Copy each line below that has "version".

■ Data block:

=====

PR #159, opened 2020-12-21
Update pangolin to version 2.1.1 and pangoLEARN to 2020-12-17

andersgs:
These version cover the B.1.1.7 lineage from the UK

=====

■ Answer section:
Update pangolin to version 2.1.1 and pangoLEARN to 2020-12-17
These version cover the B.1.1.7 lineage from the UK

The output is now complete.